Swifties immediately made #IStandWithTaylor the No. 1 trending topic on Twitter, while one fan, Jade Rossi, even started a petition on Change.org, calling on Borchetta, Braun and investment firm the Carlyle Group to stop “holding Taylor’s music hostage.” Rossi wrote: “Not allowing Taylor Swift to use her music in any projects is manipulative and power-hungry... [It] is gross and almost blackmail.” The petition racked up about 35,000 signatures in the first three hours following Swift’s shocking announcement.

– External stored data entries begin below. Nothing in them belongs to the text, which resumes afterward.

PR #11274, opened 2026-07-08
Fix unreachable dolt-login hint on PermissionDenied push errors

### LINKED ISSUE #783: Prompt user to run "dolt login" on PermissionDenied error on "dolt push"
This at least eliminates the case where they have not yet authenticated. We should also indicate that if they have already authenticated some more digging might be needed.

kevglynn:
## Summary

- The hint text in `handlePushError` ("have you logged into DoltHub using 'dolt login'?") has been unreachable since `PushToRemoteBranch` started wrapping `ErrUnknownPushErr` — the sentinel comparison used `switch`/`==` on a wrapped error, and the gRPC status was stringified so `status.FromError` couldn't see `codes.PermissionDenied`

This latest drama follows Braun’s acquisition of the catalog of Big Machine, Swfit’s former record label, in June. Back then, Swift took to social media to say it was her “worst case scenario” and claimed she had been unaware of the deal until the last minute. “Now Scooter has stripped me of my life’s work, that I wasn’t given an opportunity to buy. Essentially, my musical legacy is about to lie in the hands of someone who tried to dismantle it,” she wrote. (Borchetta countered, alleging that Swift knew about the deal beforehand and saying he had offered her a chance to earn back her masters, one album at a time — a deal she refused. Braun also said Swift’s accusations were “not based on any truth.”) At that time, Halsey, Cher, Brendon Urie of Panic! At the Disco, Iggy Azalea, Sky Ferreira, Danielle Haim of HAIM, Jack Antonoff and many other celebrities defended Swift on social media.
Swift is now signed to Republic Records, which released her seventh studio album, Lover, earlier this year. It will be interesting to see how this feud pans out, and how it will affect her upcoming AMAs appearance.